What you should do: Among the entries below, determine how many lines contain the word "using" and state only that figure.

▬▬▬▬▬▬▬▬▬▬

PR #607, opened 2022-04-12
feat: Added popup that tells users to set up project id if it's not set up [MTT-3265][MTT-3237]

pdeschain:
### Description

I've added the popup that tells users to set up their project id. Also adjusted the flow slightly - if there's no project id, we block away the lobby UI and prevent attempts to authenticate (they'd cause errors and nuisance popups)

### Issue Number(s)

MTT-3265

### Contribution checklist

### DIFF
--- a/Assets/BossRoom/Scripts/Client/Game/State/ClientMainMenuState.cs
+++ b/Assets/BossRoom/Scripts/Client/Game/State/ClientMainMenuState.cs
@@ -7,7 +7,7 @@ using Unity.Multiplayer.Samples.BossRoom.Visual;
 using Unity.Services.Authentication;
 using Unity.Services.Core;
 using UnityEngine;
-
+using UnityEngine.UI;
 
 namespace Unity.Multiplayer.Samples.BossRoom.Client
 {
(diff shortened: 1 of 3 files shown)


LPLafontaineB (commented):
If we try to host a game through direct IP without the project id setup, it now gives us an exception and prevents us from doing so. Is that intentional or a bug? Should playing through direct IP still be allowed?

pdeschain:
SessionManager actually relies on having access to Player ID through authentication service. Seems like the best course of action is to also block the IP connection option.

LPLafontaineB (approved):

fernando-cortez (approved):
This resolves [MTT-3237](https://jira.unity3d.com/browse/MTT-3237), so I'll assign that one to you @pdeschain.

Assets/BossRoom/Scripts/Client/Game/State/ClientMainMenuState.cs
```diff
@@ -46,6 +45,15 @@ protected override void InitializeScope()
         [Inject]
         async void InjectDependenciesAndInitialize(AuthenticationServiceFacade authServiceFacade, LocalLobbyUser localUser, LocalLobby localLobby)
         {
+            #if UNITY_EDITOR
+            if (string.IsNullOrEmpty(UnityEditor.CloudProjectSettings.projectId))
```
SamuelBellomo, line 49: There's no way to check with Application.cloudProjectId? And this way it would work in builds too?

PR #613, opened 2022-04-13
feat: connection feedback + IP connection window [MTT-2315] [MTT-3234]

fernando-cortez:
### Description
This PR provides feedback on connection errors on IP flow.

▬▬▬▬▬▬▬▬▬▬

The answer: 5